Jewish life needs to be allowed to step out of the shadows.
Since 2015, the number of antisemitic crimes recorded has risen by about a third, to 2,350. But victims only report around 20% of cases. Some choose not to because they've had bad experiences with the police, others because they're afraid of the perpetrators, and still others because they just want to put it behind them. Victims clearly hold out little hope of useful reaction from the state – so crimes go unreported.
And the reality of Jewish life in Germany is a dark one. Sociologists say that Jewish children are living out their "identity under siege." What impact does it have on them when they can only go to nursery under police protection?
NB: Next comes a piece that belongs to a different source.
PR #213, opened 2015-04-13
Replace MRtrix smart pointers with C++11 versions

jdtournier:
This branch replaces all the smart pointers in MRtrix3 (Ptr, RefPtr, VecPtr) with generic C++11 variants. Briefly:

Or when they hear Holocaust jokes at school?
Germany needs to take its antisemitism seriously
This shows that the country of commemorative services and "stumbling blocks" placed in sidewalks as a memorial to victims of the Nazis has lost its moral compass. To make it point true north again, antisemitism needs to be documented from the perspective of those affected, making it visible to the non-Jewish population. And Jewish life needs to be allowed to step out of the shadows.
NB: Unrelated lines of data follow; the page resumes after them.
Issue #194, opened 2015-03-26
MRView: remove single ODF display from ODF tool?


jdtournier:
I'm starting to wonder whether we need the little display of the ODF in the tool itself. When using it recently, I've always gone straight for the overlay... Does anyone think this is still useful? I rarely use it, and if I genuinely did want to inspect my ODFs close up, there's nothing to stop me zooming in anyway...

The reason I ask is because it does take up a lot of space, and we could simplify the ODF tool significantly by simply getting rid of it. It's also historically been a bit of a pain having two OpenGL viewports - used to cause glitches with older drivers, although I guess this is probably no longer relevant. It also messes with the delayed update of the main window, although we did implement a workaround.

If we did this, we could make the tool look more like the current overlay, tractography, and ROI tools, which would make the interface a little bit more consistent.

bjeurissen:
I am in favor of leaving it out.

dchristiaens:
I do think it comes in handy from time to time, especially for quickly inspecting high-res datasets, but most often I jump to the overlay as well... I guess I'm undecided :)

draffelt:
I never use it. Now that you can overlay off axis, you can always zoom in
and rotate. I've lost minutes of precious life clicking that overlay check
box, and changing the wrong 'detail' input box

On Thu, Mar 26, 2015 at 11:53 PM, Daan Christiaens <notifications@github.com

Lestropie:
I find it useful every now and then, usually assessing the results of FOD segmentation. We could definitely decrease its default size. And possibly have the overlay default to on.

I am also in favour of keeping it because I want to have the same thing once I implement a dixel overlay. These will have a lot more fine detail per voxel, so being able to examine one voxel data more closely will be useful. Then, I still like the idea of having a somewhat consistent interface for all of the orientation overlay tools, which would sensibly include a close-up view of voxel data.

jdtournier:
Man, I was hoping for a consensus...

@Lestropie - OK, not sure we can shrink the ODF panel a great deal, it's already not that big. Besides, it saves us nothing in terms of reducing the amount of bloat in the code, avoiding issues with multiple OpenGL viewports, or cleaning up the UI on the ODF tool to help @draffelt hit the right button...

[...]

PR #219, opened 2015-04-15
MRView: remove single ODF display from ODF tool

jdtournier:
This remove the ODF display pane from the ODF tool, as discussed in issue #194.
Feedback welcome.

### DIFF
--- a/icons/odf_preview.svg
+++ b/icons/odf_preview.svg
@@ -1,0 +1,442 @@
+<?xml version="1.0" encoding="UTF-8" standalone="no"?>
+<!-- Created with Inkscape (http://www.inkscape.org/) -->
+
+<svg
+   xmlns:dc="http://purl.org/dc/elements/1.1/"
+   xmlns:cc="http://creativecommons.org/ns#"
+   xmlns:rdf="http://www.w3.org/1999/02/22-rdf-syntax-ns#"
+   xmlns:svg="http://www.w3.org/2000/svg"
+   xmlns="http://www.w3.org/2000/svg"
+   xmlns:xlink="http://www.w3.org/1999/xlink"
+   xmlns:sodipodi="http://sodipodi.sourceforge.net/DTD/sodipodi-0.dtd"
+   xmlns:inkscape="http://www.inkscape.org/namespaces/inkscape"
+   width="48"
+   height="48"
+   id="svg6430"
+   version="1.1"
+   inkscape:version="0.91 r13725"
+   sodipodi:docname="odf_preview.svg">
+  <defs
+     id="defs6432">
+    <linearGradient
+       id="linearGradient4474">
+      <stop
+         id="stop4476"
+         offset="0"
+         style="stop-color:#000000;stop-opacity:1;" />
+      <stop
+         id="stop4478"
+         offset="1"
+         style="stop-color:#808080;stop-opacity:1" />
+    </linearGradient>
+    <linearGradient
+       id="linearGradient4253">
+      <stop
+         id="stop4255"
+         offset="0"
+         style="stop-color:#00ff00;stop-opacity:1" />
+      <stop
+         style="stop-color:#c0c000;stop-opacity:1"
+         offset="0.5"
+         id="stop4387" />
+      <stop
+         id="stop4257"
+         offset="1"
+         style="stop-color:#af0000;stop-opacity:1" />
+    </linearGradient>
+    <linearGradient
+       id="linearGradient3913">
+      <stop
+         style="stop-color:#00ff00;stop-opacity:1"
+         offset="0"
+         id="stop3915" />
+      <stop
+         style="stop-color:#ff0000;stop-opacity:1"
+         offset="1"
+         id="stop3917" />
+    </linearGradient>
+    <linearGradient
+       id="linearGradient7550">
+      <stop
+         style="stop-color:#898989;stop-opacity:1;"
+         offset="0"
+         id="stop7552" />
+      <stop
+         style="stop-color:#f5f5f5;stop-opacity:1;"
+         offset="1"
+         id="stop7554" />
+    </linearGradient>
+    <linearGradient
+       id="linearGradient5863-1">
+      <stop
+         style="stop-color:#000000;stop-opacity:1;"
+         offset="0"
+         id="stop5865-9" />
+      <stop
+         style="stop-color:#ffffff;stop-opacity:1;"
+         offset="1"
+         id="stop5867-2" />
+    </linearGradient>
+    <linearGradient
+       id="linearGradient5873-5">
+      <stop
+         style="stop-color:#ffffff;stop-opacity:1;"
+         offset="0"
+         id="stop5875-5" />
+      <stop
+         style="stop-color:#000000;stop-opacity:1;"
+         offset="1"
+         id="stop5877-9" />
+    </linearGradient>
+    <linearGradient
+       id="linearGradient5863">
+      <stop
+         style="stop-color:#000000;stop-opacity:1;"
+         offset="0"
+         id="stop5865" />
+      <stop
+         style="stop-color:#ffffff;stop-opacity:1;"
+         offset="1"
+         id="stop5867" />
+    </linearGradient>
+    <linearGradient
+       id="linearGradient5873">
+      <stop
+         style="stop-color:#ffffff;stop-opacity:1;"
+         offset="0"
+         id="stop5875" />
+      <stop
+         style="stop-color:#000000;stop-opacity:1;"
+         offset="1"
+         id="stop5877" />
+    </linearGradient>
+    <linearGradient
+       inkscape:collect="always"
+       xlink:href="#linearGradient5863-8"
+       id="linearGradient7238-9"
+       gradientUnits="userSpaceOnUse"
+       gradientTransform="translate(-57,1004.8621)"
+       x1="72"
+       y1="8"
+       x2="72"
+       y2="39" />
+    <linearGradient
+       id="linearGradient5863-8">
+      <stop
+         style="stop-color:#000000;stop-opacity:1;"
+         offset="0"
+         id="stop5865-1" />
+      <stop
+         style="stop-color:#ffffff;stop-opacity:1;"
+         offset="1"
+         id="stop5867-7" />
+    </linearGradient>
+    <linearGradient
+       inkscape:collect="always"
+       xlink:href="#linearGradient5873-8"
+       id="linearGradient7240-9"
+       gradientUnits="userSpaceOnUse"
+       gradientTransform="translate(-57,1004.8621)"
+       x1="76"
+       y1="8"
+       x2="76"
+       y2="39" />
+    <linearGradient
+       id="linearGradient5873-8">
+      <stop
+         style="stop-color:#ffffff;stop-opacity:1;"
+         offset="0"
+         id="stop5875-7" />
+      <stop
+         style="stop-color:#000000;stop-opacity:1;"
+         offset="1"
+         id="stop5877-5" />
+    </linearGradient>
+    <linearGradient
+       id="linearGradient5863-1-8">
+      <stop
+         style="stop-color:#000000;stop-opacity:1;"
+         offset="0"
+         id="stop5865-9-4" />
+      <stop
+         style="stop-color:#808080;stop-opacity:1"
+         offset="1"
+         id="stop5867-2-3" />
+    </linearGradient>
+    <linearGradient
+       id="linearGradient5873-5-6">
+      <stop
+         style="stop-color:#ffffff;stop-opacity:1;"
+         offset="0"
+         id="stop5875-5-2" />
+      <stop
+         style="stop-color:#000000;stop-opacity:1;"
+         offset="1"
+         id="stop5877-9-6" />
+    </linearGradient>
+    <radialGradient
+       inkscape:collect="always"
+       xlink:href="#linearGradient5873-9"
+       id="radialGradient6252"
+       cx="182.89905"
+       cy="24.915091"
+       fx="182.89905"
+       fy="24.915091"
+       r="13.693534"
+       gradientTransform="matrix(1,0,0,0.92467276,0,1.6584141)"
+       gradientUnits="userSpaceOnUse" />
+    <linearGradient
+       id="linearGradient5873-9">
+      <stop
+         style="stop-color:#ffffff;stop-opacity:0.26923078;"
+         offset="0"
+         id="stop5875-9" />
+      <stop
+         style="stop-color:#000000;stop-opacity:0.34615386;"
+         offset="1"
+         id="stop5877-1" />
+    </linearGradient>
+    <radialGradient
+       inkscape:collect="always"
+       xlink:href="#linearGradient5873-9"
+       id="radialGradient7510"
+       gradientUnits="userSpaceOnUse"
+       gradientTransform="matrix(1,0,0,0.92467276,0,1.6584141)"
+       cx="182.89905"
+       cy="24.915091"
+       fx="182.89905"
+       fy="24.915091"
+       r="13.693534" />
+    <radialGradient
+       inkscape:collect="always"
+       xlink:href="#linearGradient5873-9-8"
+       id="radialGradient7510-9"
+       gradientUnits="userSpaceOnUse"
+       gradientTransform="matrix(1,0,0,0.92467276,0,1.6584141)"
+       cx="182.89905"
+       cy="24.915091"
+       fx="182.89905"
+       fy="24.915091"
+       r="13.693534" />
+    <linearGradient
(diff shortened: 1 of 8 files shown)


draffelt:
Looks good to me. However the hide all toggle was not working properly when you connect the button to the updateGL directly. If I add a `TRACE` then I can see updateGL is being called, however the window does not update. By adding `hide_all_slot()` seems to fix the issue. 

For some reason calling `updateGL()` directly from the detail Qspinbox does not have this issue.

jdtournier:
Thanks for the fix... 

Anyway, I wouldn't mind getting feedback on the UI aspects of this from the various parties who'd expressed an opinion previously. I'd like to merge sooner rather than later, but I'd like there to be some vague consensus that this is probably the better approach before I go ahead with that...

jdtournier:
OK, just had a tinker with the issues surrounding ODF wobble in the main view when inspecting ODFs close up (as raised by @thijsdhollander in issue #194), and there's no easy fix. 

For general ODF overlay, the current setup works relatively well - only issue being that the grid does jitter about when the viewing plane is not aligned with the ODF image, as the voxel used to anchor the grid changes in ways that change the grid location with respect to the image. 

When inspecting ODFs close up, this jitter becomes really annoying: the ODF displayed will wobble about and change as its values are fetched from subtly different (interpolated) locations, might suddenly jump to a different location altogether as the voxel used as the anchor switches to a different location...

For close up inspection, things work pretty well if you tick off interpolation and lock-to-grid. In this case, one ODF is guaranteed to be displayed at the centre of the viewport, and the ODF won't change provided the focus is close enough to the centre of the viewport that rotations won't induce a change in the centre voxel. 

So there are ways around all of this, but there isn't a one-size-fits-all approach that caters for all use cases - as far as I can tell... The most common use case will undoubtedly be to display the ODF atop their original data (or at least an image generated from the same data, and hence with the same grid), in lock-to-axes mode, with the expectation that ODFs will be displayed at voxel centres. This is what the default settings are geared towards. As soon as the plane tilts, all bets are off... 

One option is to disable lock-to-grid as soon as we move off-axis, but there's a few issues with that. One is that it's not trivial to detect robustly since there is no requirement that the image displayed be in any way related to the ODF image. The bigger issue though is probably that if you don't use the lock-to-grid approach, panning around the image feels strange, as the ODFs remain in the same location in the window, smoothly changing through interpolation as the ODF image pans around... Turning off interpolation also feels strange when off axis.

So not sure how best to handle this. I think we can reduce some of the random grid 'switches' that happen when rotating or moving the focus around by being smarter about how the grid in anchored. But there will always be issues when inspecting up close with the default settings.

Ideas...? I think so far Thijs' suggestion of a separate popup for inspection is looking most promising...

Lestropie:
If having the individual ODF view as a separate window rather than embedded within the toolbar solves some of the programmatic issues, as well as stopping the absurd toolbar sizing issues, then I'm all for it. Also highlights that this is an 'addon' whereas the overlay is really the key feature.

jdtournier:
OK, looks like there is a consensus... Not sure whether to merge now and add the separate window later, or get it right before merging. I think probably the latter...

Anyone want to help out...?

Lestropie:
I'm knee deep in GUI right now so I'll join in.

Fundamental question: Should it be an external window managed by `mrview`, or should it actually spawn an instance of `shview` and feed it SH data through Qt D-Bus? Suspect the latter might be more work than it's worth...

jdtournier:
> Suspect the latter might be more work than it's worth...

Yes, unfortunately I'd tend to agree... I think it's not a bad idea in principle, but you'd need to modify `shview` so extensively to get it to listen to dbus events that you might as well reimplement it as a separate window managed by MRView...

Lestropie:
OK @jdtournier give this a crack.

thijsdhollander:
Ok, I just extensively tested this: behaves just as I expected!  Everything is nicely separated/independent from the ODF overlay and its settings as well.  It's actually better than the previous ODF preview, even if only because it can now fill an entire screen if desired.  Finally a *really* good use for that second screen. :-)

The only hiccup I managed to find is that, even though "auto align" is selected, I'm able to freely rotate the preview.  It does reset to the correct alignment upon switching off and on again, or doing other types of interaction with the main viewer (e.g. just clicking to the focus is moved, or pressing A/S/C, etc...).  Not sure if this behaviour should be seen as either a bug or a feature.

Finally, just me nitpicking:
1) It'd be nice to have (the option to have) the ODF preview window "always on top" relative to the main mrview window (just like the toolbars when they are detached).  
2) Again probably just due to urge of consistency: a tiny cross in the upper right corner to close the preview.  Also because currently, when you open the ODF preview but then close the ODF display toolbar, you need to open up the toolbar again to be able to close the preview. :-)

Lestropie:
RE Auto align: That's the same behaviour as before. Could have that check box prevent any and all rotation, but I don't see any benefit in doing so:
* If you've put the cursor in the preview window and clicked and dragged, chances are it's because you want to rotate; and on the off chance that it wasn't, re-alignment is just a focus click away.
* If any and all rotation was disallowed, the user would sit there clicking and dragging, trying to figure out what's wrong, then (if they figure it out) disable the check box before they can go back to rotating.

So I think it's better the way it is.

1. 6eac4ac

2. Must be your window manager; my system gives me the usual minimize/maximize/close controls on the preview window. I'll have a look.

jdtournier:
@lestropie, haven't had a chance to check it out yet, but any reason you didn't implement this as a QDockWidget? It should solve both of Thijs issues, and allow docking alongside the other tools.

@thijsdhollander: the rotate-on-demand feature _is_ a feature. The use case is that 90% of the time, you'll be dragging your cursor along to inspect your ODFs, and you'll want them shown in the same orientation. You may want to occasionally take a closer look at one of them and spin it about, then carry on looking at the other ODFs. So allowing free rotate even when officially 'locked' saves you a couple of mouse clicks - and doesn't change functionality otherwise, as Rob says.

Lestropie:
Well, was trying to avoid anything docking because part of what spawned these modifications was the ODF renderer screwing up toolbar sizes when docked. Also with tools being docked as tabs, not convinced that it makes sense to have this particular one dock as a tab. But I'll try it and see what happens.

jdtournier:
I don't remember sizing being a particular issue with the ODF tool? I mean, it was too big, but that's just because there was too much stuff on it. What was a problem was the interaction of the tool's OpenGL draw with the main window's delayed render. I'm guessing this will also be an issue with these changes, although it's probably already handled by whatever we did to fix things the last time... 

I reckon you could use a QDockWIdget, and start it as floating - would achieve a similar effect to what you have now, with mini dock/close controls and 'stay on top of main window' behaviour...

Lestropie:
OK, so changed it to a dock; needed a little hacking to get it to work. Have it initially opening as a float, as otherwise it tries to dock itself underneath the main ODF tool. Also, the preview button in the main ODF tool is now a momentary (i.e. _not_ checkable), and tries to give focus to the preview tool wherever it is (opening it if necessary).

Only weird behaviour we've come across is that if you have multiple floating tools, and the ODF preview window is behind other tools, clicking the ODF preview button in the main ODF tool fails to promote it to the top of the stack.

jdtournier:
@Lestropie : just gave it a crack, seems to work fine for me. I don't think we should worry massively about subtle visibility issues, you call `raise()` on the widget, presumably that should to just that - possibly it has more to do with Qt and/or the your window manager than anything else. 

Only thing was that I was a bit surprised to see the preview had its own lighting parameters, I would have thought it would have made more sense to use the same ones for both. The previous implementation actually used the preview's lighting object rather than holding its own structure... But this is really a very minor niggle. Happy for you to merge when you're ready.

thijsdhollander:
Ok, so:

1) I understand the auto align now; as I was writing about it initially, I was also starting to feel it was more of a feature than a bug.  @Lestropie also explained me the name was changed some time ago from something like "*lock* orientation" to the current "auto align"; and indeed, now that I think of it, the "auto align" naming is actually not contradicting the current behaviour.  :-)

2) About...

> Only weird behaviour we've come across is that if you have multiple floating tools, and the ODF preview window is behind other tools, clicking the ODF preview button in the main ODF tool fails to promote it to the top of the stack.

... I couldn't replicate that behaviour on my computer, even performing exactly the same set of actions we did yesterday on @Lestropie 's computer: it works correctly here on mine.  It must indeed be an obscure difference between the window managers.  Sometimes it works correctly instantly, but sometimes it takes up to a good -yet single- second.  I have absolutely no clue why that is, but it's not intervening with the correct behaviour; so I wouldn't worry about it.

3) When first testing it, I actually expected the preview to have its own lighting parameters, because it has its own set of all the other settings as well (e.g. use lighting, hide neg. lobes, detail, etc...).  Probably again my reflex to expect a certain sense of consistency though... :-)

Lestropie:
I think the independent lighting settings for the preview pane was just trying to minimize the cross-talk between the tools. Particularly with the preview now being dockable, the ODF display and preview 'tools' are the first where one depends on the other, which isn't something we want to get into the habit of. But I'm happy for the lighting to be either a single or two independent controls... any others have an opinion?

jdtournier:
Regarding cross-talk between tools: the preview window clearly already depends on the ODF tool - you can't launch it without it, and the data it uses is provided by the ODF tool. I don't consider it to be a Tool as such - it doesn't derive from Tool::Base, and doesn't have an entry in the Tools menu. It just happens to be dockable...

I also notice you instantiate the preview window right in the ODF tool constructor, so you'd have access to its lighting class straight away. 

So the question is what independent settings this preview should have. I see a good case for level of detail, auto-align & interpolation, but I'm not convinced we need to have independent controls for lighting, lmax, hide negative lobes, or colour by direction. It is supposed to be a close up view of what's already on the main display, after all... What do you guys think?

Also, given the above I'm not sure 'preview' is the right name for this...

Lestropie:
As long as you're happy with the cross-talk, sure let's homogenize the appropriate settings. (Though note it does now inherit from Tool::Base.) I think your list is correct.

I'm not convinced by the name either. How about "ODF Close-up"? Or "ODF Selfie"? :-P

jdtournier:
Wow, didn't realise it inherited from Tool::Base, no wonder you were worried about cross talk... What's the rationale for not deriving directly from QDockWidget? I guess you did this to keep the spacing and font size consistent... Fair enough, I'll take a look in a minute to make sure there's no other funny interactions - I have a feeling as long as it's not listed in tool/list.h, it should be fine to do that.

But nonetheless, I think conceptually this is not a standalone tool...

jdtournier:
As to name, I was leaning towards 'ODF inspector' - use it to verify the legality of your ODFs ;)

Kissing aside, something along those lines would be OK?

Lestropie:
I kept swapping and changing last night of how I was defining it and what I was deriving from. I think deriving from Tool::Base was necessary because I needed to first define a Tool::Dock and keep the pointer to that in the main ODF tool (to be able to show/hide it), and that class stores the pointer to the Tool::Base.

I think I prefer "ODF inspect" to "ODF inspector"; the main tool isn't the "ODF displayer". Then again, maybe now the main tool should now be "ODF overlay"?

jdtournier:
I don't mind the current name for the main ODF tool - it encompasses both functions, which is correct, the 'preview' is _not_ a tool...

How about 'microscope' for the preview window...? You can look at your ODFs in more detail... :)

Or 'magnifier'? We don't actually need to call it anything, just stick a big magnifying glass icon on it...

jdtournier:
Just had a quick look through, I think deriving from Tool::Base is the right thing to do, it provides a lot of the back-end necessary for interacting with the main window, etc. and sets the font sizes and layouts appropriately...

Lestropie:
OK, that should be all apart from the renaming.

thijsdhollander:
Just tested: works great!  Having it as a dockable, being always on top, it's still handy to change those "shared" settings using the ODF display dock.  Having them out of the way on the ODF preview also turns out to be much cleaner.

On the naming: all of the above suggestions are fine by me... but indeed, since the preview is not a tool, it actually doesn't necessarily need a name.  How about: no name (in the title bar of the dock), and the button's tooltip reading "Inspect ODFs" ?

Names are always (possibly) a bit ambiguous though.  Not to bring this up (sorry, can't resist the urge), but you could also question the "ROI analysis" tool's name.  It's more of a ROI editor (and inherently viewer) one could reason... but I have to admit: I don't think any of the current tools' names would actually confuse anyone in practice.

jdtournier:
Sounds great, I'll check it out when I get to work. 

As to the name thing, it's true that it really doesn't matter, it's only shown as an icon (or at least it was the last time I checked), so we can go wild on the tooltip. I reckon something like "inspect ODF at cursor in separate window"...?

And I like @thijsdhollander's suggestion of renaming 'ROI analysis' to 'ROI editor' - much closer to what it actually does...

jdtournier:
Just had a go with this, it works beautifully - good work. I reckon this is good to merge. Just a couple of suggestions that we could do before that:

- update the tooltip as above
- make the scale AdjustButton apply also to the preview: this is most useful when the data scaling is orders of magnitude out (e.g. displaying a SH fit to the signal), and it wouldn't be possible to inspect the ODF in that case if the scaling isn't adjusted manually, using the mouse scroll to adjust the scaling just doesn't get you far enough...
- switch to detail 5 for the preview...?

thijsdhollander:
Did a bunch of little things:

1) Tooltips in of ODF display tool's button updated, including the one to open the ODF preview window

2) ODF preview window's title (in title bar) is gone now

3) Switched to default detail 5 for preview

4) Changed the ordering of a few options at the bottom of the ODF display tool, so they are grouped a little bit more logically.  The rationale is: left column is scale/lmax/griddish things, right column is more on rendering features of the individual ODFs.  In the right column, detail and hide negative lobes are on top (change what is actually shown), below that the colour/light stuff (change the surface's prettiness).  This makes it so that functionally "grouped" check boxes are closer to each other for fast 'n furious clickery.

5) Changed the main grid / overlay choice of grids things, to a simple checkbox reading "use main grid".  Defaults to unchecked/off (i.e. as before).  When I first started using MRtrix3, it actually took me an unusually long while to figure out this thing: I was confused by the "overlay" choice of grid, thinking that it was the grid... off the current selected overlay in the Overlay tool.  You know, overlay here, overlay there, and everyone gets confused.  The "main grid" is pretty unambiguous though.  So a check box to choose just that makes sense.  If not selected, it also makes sense that the grid of the ODF image itself is used without any "external" manipulation by other images.  Finally, a check box only takes a single click to switch back or forth.

I never worked with QT before, so these things were all done by pattern matching and (trying to) see the logic in the existing code.  Quite confident I didn't break anything though. :-)

Finally, 2 remaining issues:

1) If you rescale the ODF display tool, only the left column of the Display settings part will stretch (it was like that already before I touched it, I swear!).  I'm not sure how to make both columns just stretch equally.

2) Haven't figured out yet (or looked into it yet) how to make the scale box also work for the preview.  This also begs a small question by itself: does it mean that using the scroll wheel for the preview window should be disabled?  Or would the scroll wheel (in the preview) work as well to change the scale box in the ODF display (a bit like in the old days...)?

jdtournier:
Sounds all good. The resize issue sounds like it might be to do with the horizontal stretch factors in the `GridLayout` (I'm assuming the problem is in the horizontal direction...?). Can't remember where they're set, it'll be either in the layout constructor, or in the individual `addWidget()` calls.

As to the ODF scale, I agree the scroll mouse should probably be disabled - it was never particularly obvious anyway. Problem is, that means we'll probably need to remove the functionality from the DWI::Renderer, and need to find an alternative way to scale the ODF in `shview`... Simplest for now is probably just to add some flag to the DWI::Renderer to ignore mouse scroll events...

jdtournier:
@thijsdhollander: just one more thought, is there a clear tooltip for the new 'main grid' check box? We should probably have one to explain exactly what this thing does....

thijsdhollander:
Okay, slightly changed and cleaned up the layout of the ODF display tool a bit more.  Note the button for the preview tool is now below the list of loaded ODF images.  It didn't really make much sense amongst the buttons on top.  Also, it now has a bit of text (next to the icon) on the button as well.  Still has a slightly more elaborate tool tip as well, which mentions that the thing will open a separate window.
The main grid check box also comes with a tool tip now.
Finally, the mouse scroll is disabled in the preview; the scaling is now controlled by the equivalent setting in the main ODF display tool.  Right mouse button "scaling" of the whole preview (axes included) is still possible.  The preview tool now also has a reasonable minimum size of 300x300 (similar to shview).  It's not much use at smaller sizes anyway.
Probably did some other small clean-ups here and there that I forgot to mention as well.

Whoever's interested/concerned: give it a spin.  I think it's all done now, ready to go in master.

jdtournier:
Just gave it a quick once-over, everything looks good, so I went ahead and merged. There may be a few remaining niggles, but they'll probably get reported and fixed much more quickly if they're in master anyway...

That is the first thing. The second is that we need to talk about specifically German forms of antisemitism. For example, the fact that in no other EU country are Jewish people so often confronted about the Israeli government's policies (according to a survey, 41% of German Jews have experienced this, while the EU average is 28%). Projecting the old antisemitism onto the state of Israel offers people a more comfortable target for their arguments.
Our society needs to have more conversations about antisemitism. The test of German democracy, as McCloy called it, starts with taking these concerns seriously and talking about them. We need to have these conversations because it affects all of us. It's about saving our democracy. Before it's too late.